1985 picture book by Kazuo Iwamura

Good-Bye, Winter! Hello, Spring! (もうはるですね, Mou haru desune) is a children's picture book made by Kazuo Iwamura. The original Japanese book was published in 1985 by Shiko-sha (至光社). One English version, Spring in the Dark Wood, was published by A&C Black in the United Kingdom (ISBN-10: ‎0713627441, ISBN-13: ‎ 978-0713627442); Peggy Blakeley did the English text of that version. Another English version was published in 2019 by North South Books. The translator of the 2019 version, David Henry Wilson, did not translate directly from Japanese, but instead translated from a German translation by , which is titled Wenn der Frühling kommt.

Three squirrel siblings, named Mack, Mick, and Molly experience the snow melting and find their way back to their family.

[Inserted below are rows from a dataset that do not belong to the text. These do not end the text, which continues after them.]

PR #16163, opened 2019-08-07
Surface VMware MAC address allocation range

jboxman:
- https://bugzilla.redhat.com/show_bug.cgi?id=1730103

### DIFF
--- a/modules/installation-network-user-infra.adoc
+++ b/modules/installation-network-user-infra.adoc
@@ -113,3 +113,20 @@ A working configuration for the Ingress router is required for an
 {product-title} cluster. You must configure the Ingress router after the control
 plane initializes.
 ====
+
+ifeval::["{context}" == "installing-vsphere"]
+[discrete]
+== Ethernet adaptor hardware address requirements
+
+When provisioning VMs for the cluster, the ethernet interfaces configured for
+each VM must use a MAC address from the VMware Organizationally Unique
+Identifier (OUI) allocation ranges:
+
+* `00:05:69:00:00:00` to `00:05:69:FF:FF:FF`
+* `00:0c:29:00:00:00` to `00:0c:29:FF:FF:FF`
+* `00:1c:14:00:00:00` to `00:1c:14:FF:FF:FF`
+* `00:50:56:00:00:00` to `00:50:56:FF:FF:FF`
+
+If a MAC address outside the VMware OUI is used, the cluster installation will
+not succeed.
+endif::[]


jboxman:
@kalexand-rh, does placing the VMware required ethernet hardware address content here make sense?

modules/installation-network-user-infra.adoc
```diff
@@ -111,3 +111,12 @@ A working configuration for the Ingress router is required for an
 {product-title} cluster. You must configure the Ingress router after the control
 plane initializes.
 ====
+
+[discrete]
+== Ethernet adaptor hardware address requirements
```
kalexand-rh: @jboxman, this module's used in the bare metal assembly, too. You need to conditionalize this for the vSphere assembly or make it generic.

modules/installation-network-user-infra.adoc
```diff
@@ -111,3 +111,12 @@ A working configuration for the Ingress router is required for an
...
+
+When provisioning VMs for the cluster, the ethernet interfaces configured for
```
kalexand-rh: @dav1x, does this sound right to you, and would it be more meaningful in the section about creating VMs instead of setting up the network interfaces? (If it's more meaningful here, I think we need to clarify if the ethernet interfaces are really for each VM or if they're for a larger component.)

jboxman:
@kalexand-rh, I added a conditional so the content is only exposed for vSphere.

dav1x:
@kalexand-rh This looks great! Thanks for the update. The cloud provider searches for the following OUI ranges beyond just 00:50:56, perhaps we should add them as well:

https://github.com/kubernetes/legacy-cloud-providers/blob/master/vsphere/vsphere.go#L550-L555

```
		"00:05:69": true,
		"00:0c:29": true,
		"00:1c:14": true,
		"00:50:56": true,
```

modules/installation-network-user-infra.adoc
dav1x: This sounds right.

dav1x:
> @dav1x, I've added the additional ranges. Is `...:3F:FF:FF` is the proper range end for the other three?

`...FF:FF:FF`

jboxman:
@dav1x @kalexand-rh 

I updated the MAC address range endings.

jboxman:
@dav1x @kalexand-rh 

If everyone is comfortable with this change, I can merge it. Let me know, thanks!

dav1x:
LGTM! Let it fly

PR #16167, opened 2019-08-07
Add install-config recovery note for bug 1728865

maxwelldb:
WIP. 

https://bugzilla.redhat.com/show_bug.cgi?id=1728865

### DIFF
--- a/modules/installation-initializing.adoc
+++ b/modules/installation-initializing.adoc
@@ -62,6 +62,7 @@ it to install multiple clusters.
 +
 [IMPORTANT]
 ====
-The `install-config.yaml` file is consumed during the installation process. If
-you want to reuse the file, you must back it up now.
+The `install-config.yaml` file is consumed during the installation process.
+If you want to reuse the file, back it up now. If you lose the file, you can recover it
+by running `openshift-install create install-config`.
 ====


maxwelldb (commented):
@bostrt Thought on clarifying this language. How about: 

>The `install-config.yaml` file is consumed during the installation process.
If you want to reuse the file, back it up now. If you lose the file, you can recover it
by running `openshift-install create install-config`.

bostrt:
Looks good to me :)

maxwelldb:
@kalexand-rh How do you feel about this addition to the install docs?

modules/installation-initializing.adoc
```diff
@@ -62,6 +62,7 @@ it to install multiple clusters.
 +
 [IMPORTANT]
 ====
-The `install-config.yaml` file is consumed during the installation process. If
-you want to reuse the file, you must back it up now.
+The `install-config.yaml` file is consumed during the installation process.
+If you want to reuse the file, back it up now. If you lose the file, you can recover it
```
kalexand-rh: Honestly, I wouldn't add this information. This isn't the point where a user would actually need to know this command, and we've told them twice to back it up. I'd defer the bug until we add a troubleshooting section. (@vikram-redhat, FYI)

maxwelldb: I concur.

vikram-redhat: The note is already there, so I guess there is nothing to do for this bug?

kalexand-rh: Not at this time. If you're collecting issues for a troubleshooting section, this would be a lovely addition to that list.

maxwelldb: @vikram-redhat What's the best way to track a future troubleshooting entry, then? I close this after that's tracked elsewhere.

maxwelldb: @vikram-redhat ^^^ ?

maxwelldb:
Won't merge. This is for a troubleshooting guide.

PR #16175, opened 2019-08-08
DEVEXP-388: Adding note on S3 bucket security configuration during UPI.

ricardomaraschini:
Adds a WARNING refering user to AWS documentation regarding S3 bucket security configuration. During IPI these security measures are automatically taken.

### DIFF
--- a/modules/registry-configuring-storage-aws-user-infra.adoc
+++ b/modules/registry-configuring-storage-aws-user-infra.adoc
@@ -36,3 +36,9 @@ storage:
     bucket: <bucket-name>
     region: <region-name>
 ----
+
+[WARNING]
+====
+To secure your registry images in AWS, link:https://docs.aws.amazon.com/AWSCloudFormation/latest/UserGuide/aws-properties-s3-bucket-publicaccessblockconfiguration.html[block public access]
+to the S3 bucket.
+====


modules/registry-configuring-storage-aws-user-infra.adoc
```diff
@@ -36,3 +36,11 @@ storage:
     bucket: <bucket-name>
     region: <region-name>
 ----
+
+[WARNING]
+====
```
bmcelvee: I would suggest removing the link to the blog, and simplifying the warning as follows: 

[WARNING]
====
To secure your registry images in AWS, link:https://docs.aws.amazon.com/AWSCloudFormation/latest/UserGuide/aws-properties-s3-bucket-publicaccessblockconfiguration.html[block public access]
to the S3 bucket. 
====

bmcelvee:
Thanks, @ricardomaraschini! I left a suggestion in-line. According to the Jira, this looks like it's only applicable to 4.2. Is that correct?

modules/registry-configuring-storage-aws-user-infra.adoc
ricardomaraschini: Done.

ricardomaraschini:
@bmcelvee I would say it applies to all versions. Let me check and i will get back to you.

ricardomaraschini:
@bmcelvee Just 4.2, though not bad to add to 4.1 docs as well as lots of customers set up the registry on their own.

bmcelvee:
Thank you! I'll go ahead and merge + cherrypick to 4.1 and 4.2.

This is a minor change (addition of a warning) and should not require QE review.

Kristy Kilfoyle of Canterbury School in Fort Myers, Florida, in a review for School Library Journal, described it as primarily "an adventure story" although it has some educational content.

Earth colors are used in the artwork, described as "subtle" by Publishers Weekly.

==Reception==
Reviewer Carolyn Phelan, in Booklist, described the book as "charming", with "precise, graceful" lines in the artwork and "beauty" in the scenery depicted in the book. She stated that "most of the verse couplets flow smoothly" though she saw some wording was 'rhyme-driven".

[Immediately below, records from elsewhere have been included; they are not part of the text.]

PR #16181, opened 2019-08-08
Update Ignition spec documentation link

sdodson:


sdodson:
I'm not certain if we should be linking here or not. But if we do we should make an effort to maintain the content without moving it.

modules/ignition-config-viewing.adoc
```diff
@@ -81,7 +81,7 @@ config from the bootstrap machine:
 Here are a few things you can learn from the `bootstrap.ign` file: +
 
 * Format: The format of the file is defined in the
-https://github.com/coreos/ignition/tree/spec2x[Ignition config spec].
+https://github.com/coreos/ignition/blob/spec2x/doc/configuration-v2_3.md[Ignition config spec].
```
kalexand-rh: @sferich888, do you want us to stabilize this link or remove it?

ajeddeloh: Isn't Openshift using spec 2.2.0? This should link to whichever version Openshift generates.

sdodson: https://github.com/openshift/openshift-docs/blame/master/modules/rhcos-about.adoc#L124 mentions 2.3

ajeddeloh: Gotcha. MCO is still using 2.2.0 which means the generated configs will all be 2.2.0. Ignition can handle either just fine.

sferich888: @chrisnegus don't we have docs in product we could use here?

chrisnegus: @sferich888 If you are asking if we publish the whole Ignition configuration spec in the docs, we don't as far as I know. That's why I added the link. If the version is too hard to keep up with, we could drop the link or provide a more generic one. Maybe have them run a "oc" command to see the current version, then look up the spec themselves on the Ignition github site.

sferich888: I don't think we want to push people to GitHub for these docs, can/should we create ignition docs for OpenShift?

chrisnegus: @sferich888 I don't know. I was simply trying to promote a level of understanding of how cool Ignition is. To go beyond that, I'd expect we would want a clearer message on how and to what extent we want to encourage people to modify Ignition configs themselves.

sferich888: I agree and if we don't have that we should keep ignition as a black box to our users. Thus no need for the link

sdodson: I came across this because I was looking at the level of Ignition understanding the documentation assumes and conveys. At this point it seems fine to me to consider it a black box.

kalexand-rh: > ... modifying Kubernetes and Ignition config files is not supported unless you are following documented procedures or are instructed to do so by Red Hat support.

When we get to the point where we need to treat Ignition as more than a black box, we'll need to update that language in the installation concepts and be clear about the changes that are and aren't supported.

chrisnegus: @kalexand-rh That text looks good.

chrisnegus (commented):
I look forward to a larger discussion of how we want to document ignition.

vikram-redhat:
@chrisnegus @sdodson can we merge this?

sdodson:
> @chrisnegus @sdodson can we merge this?

My opinion is yes.

kalexand-rh:
https://github.com/openshift/openshift-docs/pull/16181#discussion_r312300955

Eric said no, though.

vikram-redhat:
Closing as per https://github.com/openshift/openshift-docs/pull/16181#issuecomment-550400610

PR #495, opened 2025-06-19
add new documentation

jmbhughes:
Adds documentation about data versions and anomalies.


jmbhughes:
The CI is failing for an unrelated reason. I opened #496 to fix that. But it doesn't impact this PR.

Kirkus Reviews praised the "masterful watercolor illustrations" which it says is the book's "main appeal", and that they make a "deep, magical atmosphere." The review states the text of the 2019 translation has some "disjointed areas" and "a few awkward moments" while trying to rhyme.

Publishers Weekly states the book has "Graceful artwork" and the text of the 2019 translation "casual lyricism".

Kilfoyle stated that the 2019 translation's aim for a "rhyming structure" and "awkward phrasing" negatively impact the experience; she praised the "delightful illustrations".